─── Data extracts ───

PR #2173, opened 2024-11-24
chore(all) updated mockery to 2.49.0

abi87:
Just run `make generate-check` + forbid alias resolution.

## Summary by CodeRabbit

- **New Features**
	- Introduced new configuration options in `.mockery.yaml` for improved mock generation.
  
- **Bug Fixes**
	- Updated type parameters across multiple mock files for enhanced type specificity.
  
- **Documentation**
	- Updated version comments in various mock files to reflect the upgrade from `mockery v2.48.0` to `v2.49.0`.

- **Chores**
	- Regenerated mock code across numerous files to align with the latest version of the mock generation tool, ensuring consistent functionality.


.mockery.yaml
```diff
@@ -27,6 +27,7 @@ dir: "{{.InterfaceDir}}/mocks"
 mockname: "{{.InterfaceNameCamel}}"
 filename: "{{.InterfaceNameSnake}}.mock.go"
 outpkg: "mocks"
+resolve-type-alias: False # see https://vektra.github.io/mockery/latest/deprecations/#resolve-type-alias
```
abi87, line 30: This seems to me the bare minimum to appease the `make generate` command. However we should consider if we need to add
```
issue-845-fix: True # see https://vektra.github.io/mockery/latest/deprecations/#issue-845-fix
```
too

nidhi-singh02: We don't have `inpackage` parameter I don't think we need fix for issue-845 ? The issue arises only when inpackage is set to true.

> mockery ignored the outpkg: parameter if inpackage: was set to True

fridrik01: I ran `make generate` with this fix and it outputs multiple warnings that we should set the issue-845-fix to True. When I set that option the warnings went away so we probably should add that too?

calbera (approved):
OK with disabling resolve-type-alias

nidhi-singh02 (approved):
let's merge this, I will create an issue for the warnings that are coming, not super important for us rn, to track it.

PR #2175, opened 2024-11-24
fix: kurtosis install script

fridrik01:
There are two problems here:

1. On Ubuntu, the `command -v kurtosis &> /dev/null` fails to detect if kurtosis is installed resulting in it trying to install it again.

2. When extracting the `kurtosis.tar.gz` artifact it generates a `kurtosis` binary in current folder. However we already have a `kurtosis/` folder in our repo so the extraction fails.

This commit fixes 1) so it works on any platform and addresses 2) by removing the kurtosis automatic installation which should be fine since its already a prerequisite in our `kurtosis/README.md`.

## Summary by CodeRabbit

- **New Features**
	- Introduced a verification step to check if the Kurtosis command is installed, enhancing user guidance for setup.
  
- **Bug Fixes**
	- Streamlined the control flow for starting the development network by ensuring proper installation verification.

- **Documentation**
	- Updated prompts to direct users to the README for installation instructions.

### DIFF
--- a/kurtosis/Makefile
+++ b/kurtosis/Makefile
@@ -4,34 +4,11 @@
 ###                                Kurtosis                                 ###
 ###############################################################################
 
-# Installs Kurtosis if not already installed
-install-kurtosis:
-	@echo "Checking for Kurtosis installation..."
-	@if ! command -v kurtosis &> /dev/null; then \
-		echo "Kurtosis could not be found, installing..."; \
-		OS=$$(uname -s | tr A-Z a-z); \
-		if [ "$$OS" = "darwin" ]; then \
-			brew install kurtosis-tech/tap/kurtosis-cli; \
-		elif [ "$$OS" = "linux" ]; then \
-			ARCH=$$(uname -m); \
-			if [ "$$ARCH" = "x86_64" ]; then ARCH="amd64"; \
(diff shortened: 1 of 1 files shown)


kurtosis/Makefile
```diff
@@ -4,34 +4,11 @@
...
-			tar -xzf kurtosis.tar.gz; \
-			rm kurtosis.tar.gz; \
-			chmod +x kurtosis; \
-			sudo mv kurtosis /usr/local/bin/; \
-		else \
-			echo "Unsupported OS $$OS for Kurtosis installation" && exit 1; \
-		fi; \
-	else \
-		echo "Kurtosis is already installed"; \
-	fi
```
fridrik01, line 31: I mentioned during planning today about being fine with fixing the Ubuntu compatibility issue and keeping this install code. I changed my mind as this blob of code is complex and difficult to test and guarantee it works on different platforms. I think we should defer the installation to the user as a prerequisite, its already mentioned in the kurtosis/README.

nidhi-singh02: if we collectively decide we wanna get rid of the install code and let the user ensure kurtosis is installed before spinning up the local network, I am okay @abi87 @calbera wanted to know your thoughts

fridrik01:
Partly replaced with https://github.com/berachain/beacon-kit/pull/2470.

PR #2178, opened 2024-11-25
increase lint max line-length

fridrik01:
Currently running `make lint` runs linting according to the `.golangci.yaml` conf. In that file we set a max line-length of 80 which outputs linting errors for lines longer than that and results in failed CI. 

I propose we increase that limit to 140 as it allows more code to be viewed on screen at once as we usually have more horizontal screen space than vertical.  Go is also [typically not strict on line length](https://google.github.io/styleguide/go/guide#line-length). 

I would be fine with having no upper limit and make it up to the developer to make sure their code is readable, but lets start with this to get a discussion going.

### DIFF
--- a/.golangci.yaml
+++ b/.golangci.yaml
@@ -41,7 +41,7 @@ linters-settings:
     # even if all enum members are not listed.
     # Default: false
     default-signifies-exhaustive: true
-    
+
   exhaustruct:
     # List of regular expressions to exclude struct packages and their names from checks.
     # Regular expressions must match complete canonical struct package/name/structname.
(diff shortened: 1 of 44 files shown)


Gabrielcdecarvalho (commented):
@@ -147,7 +147,7 @@ linters-settings:
    # Max line length, lines longer will be reported.
    # '\t' is counted as 1 character by default, and can be changed with the tab-width option.
    # Default: 120.
    line-length: 150  # Increased maximum line length.
    # Tab width in spaces.
    # Default: 1
    tab-width: 1

calbera (approved):

nidhi-singh02 (approved):
lgtm!

PR #2181, opened 2024-11-27
Check for int64 overflow when computing uint64 diff

fridrik01:
In https://github.com/berachain/beacon-kit/pull/2171 we added the `beacon_kit.state.payload_consensus_timestamp_diff` metric for tracking the diff between the payload and consensus timestamps.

───

> **Task item**
Please transcribe the listing in full. Keep each line exact.

> **Written response**
PR #2173, opened 2024-11-24
chore(all) updated mockery to 2.49.0

abi87:
Just run `make generate-check` + forbid alias resolution.

## Summary by CodeRabbit

- **New Features**
	- Introduced new configuration options in `.mockery.yaml` for improved mock generation.
  
- **Bug Fixes**
	- Updated type parameters across multiple mock files for enhanced type specificity.
  
- **Documentation**
	- Updated version comments in various mock files to reflect the upgrade from `mockery v2.48.0` to `v2.49.0`.

- **Chores**
	- Regenerated mock code across numerous files to align with the latest version of the mock generation tool, ensuring consistent functionality.


.mockery.yaml
```diff
@@ -27,6 +27,7 @@ dir: "{{.InterfaceDir}}/mocks"
 mockname: "{{.InterfaceNameCamel}}"
 filename: "{{.InterfaceNameSnake}}.mock.go"
 outpkg: "mocks"
+resolve-type-alias: False # see https://vektra.github.io/mockery/latest/deprecations/#resolve-type-alias
```
abi87, line 30: This seems to me the bare minimum to appease the `make generate` command. However we should consider if we need to add
```
issue-845-fix: True # see https://vektra.github.io/mockery/latest/deprecations/#issue-845-fix
```
too

nidhi-singh02: We don't have `inpackage` parameter I don't think we need fix for issue-845 ? The issue arises only when inpackage is set to true.

> mockery ignored the outpkg: parameter if inpackage: was set to True

fridrik01: I ran `make generate` with this fix and it outputs multiple warnings that we should set the issue-845-fix to True. When I set that option the warnings went away so we probably should add that too?

calbera (approved):
OK with disabling resolve-type-alias

nidhi-singh02 (approved):
let's merge this, I will create an issue for the warnings that are coming, not super important for us rn, to track it.

PR #2175, opened 2024-11-24
fix: kurtosis install script

fridrik01:
There are two problems here:

1. On Ubuntu, the `command -v kurtosis &> /dev/null` fails to detect if kurtosis is installed resulting in it trying to install it again.

2. When extracting the `kurtosis.tar.gz` artifact it generates a `kurtosis` binary in current folder. However we already have a `kurtosis/` folder in our repo so the extraction fails.

This commit fixes 1) so it works on any platform and addresses 2) by removing the kurtosis automatic installation which should be fine since its already a prerequisite in our `kurtosis/README.md`.

## Summary by CodeRabbit

- **New Features**
	- Introduced a verification step to check if the Kurtosis command is installed, enhancing user guidance for setup.
  
- **Bug Fixes**
	- Streamlined the control flow for starting the development network by ensuring proper installation verification.

- **Documentation**
	- Updated prompts to direct users to the README for installation instructions.

### DIFF
--- a/kurtosis/Makefile
+++ b/kurtosis/Makefile
@@ -4,34 +4,11 @@
 ###                                Kurtosis                                 ###
 ###############################################################################
 
-# Installs Kurtosis if not already installed
-install-kurtosis:
-	@echo "Checking for Kurtosis installation..."
-	@if ! command -v kurtosis &> /dev/null; then \
-		echo "Kurtosis could not be found, installing..."; \
-		OS=$$(uname -s | tr A-Z a-z); \
-		if [ "$$OS" = "darwin" ]; then \
-			brew install kurtosis-tech/tap/kurtosis-cli; \
-		elif [ "$$OS" = "linux" ]; then \
-			ARCH=$$(uname -m); \
-			if [ "$$ARCH" = "x86_64" ]; then ARCH="amd64"; \
(diff shortened: 1 of 1 files shown)


kurtosis/Makefile
```diff
@@ -4,34 +4,11 @@
...
-			tar -xzf kurtosis.tar.gz; \
-			rm kurtosis.tar.gz; \
-			chmod +x kurtosis; \
-			sudo mv kurtosis /usr/local/bin/; \
-		else \
-			echo "Unsupported OS $$OS for Kurtosis installation" && exit 1; \
-		fi; \
-	else \
-		echo "Kurtosis is already installed"; \
-	fi
```
fridrik01, line 31: I mentioned during planning today about being fine with fixing the Ubuntu compatibility issue and keeping this install code. I changed my mind as this blob of code is complex and difficult to test and guarantee it works on different platforms. I think we should defer the installation to the user as a prerequisite, its already mentioned in the kurtosis/README.

nidhi-singh02: if we collectively decide we wanna get rid of the install code and let the user ensure kurtosis is installed before spinning up the local network, I am okay @abi87 @calbera wanted to know your thoughts

fridrik01:
Partly replaced with https://github.com/berachain/beacon-kit/pull/2470.

PR #2178, opened 2024-11-25
increase lint max line-length

fridrik01:
Currently running `make lint` runs linting according to the `.golangci.yaml` conf. In that file we set a max line-length of 80 which outputs linting errors for lines longer than that and results in failed CI. 

I propose we increase that limit to 140 as it allows more code to be viewed on screen at once as we usually have more horizontal screen space than vertical.  Go is also [typically not strict on line length](https://google.github.io/styleguide/go/guide#line-length). 

I would be fine with having no upper limit and make it up to the developer to make sure their code is readable, but lets start with this to get a discussion going.

### DIFF
--- a/.golangci.yaml
+++ b/.golangci.yaml
@@ -41,7 +41,7 @@ linters-settings:
     # even if all enum members are not listed.
     # Default: false
     default-signifies-exhaustive: true
-    
+
   exhaustruct:
     # List of regular expressions to exclude struct packages and their names from checks.
     # Regular expressions must match complete canonical struct package/name/structname.
(diff shortened: 1 of 44 files shown)


Gabrielcdecarvalho (commented):
@@ -147,7 +147,7 @@ linters-settings:
    # Max line length, lines longer will be reported.
    # '\t' is counted as 1 character by default, and can be changed with the tab-width option.
    # Default: 120.
    line-length: 150  # Increased maximum line length.
    # Tab width in spaces.
    # Default: 1
    tab-width: 1

calbera (approved):

nidhi-singh02 (approved):
lgtm!

PR #2181, opened 2024-11-27
Check for int64 overflow when computing uint64 diff

fridrik01:
In https://github.com/berachain/beacon-kit/pull/2171 we added the `beacon_kit.state.payload_consensus_timestamp_diff` metric for tracking the diff between the payload and consensus timestamps.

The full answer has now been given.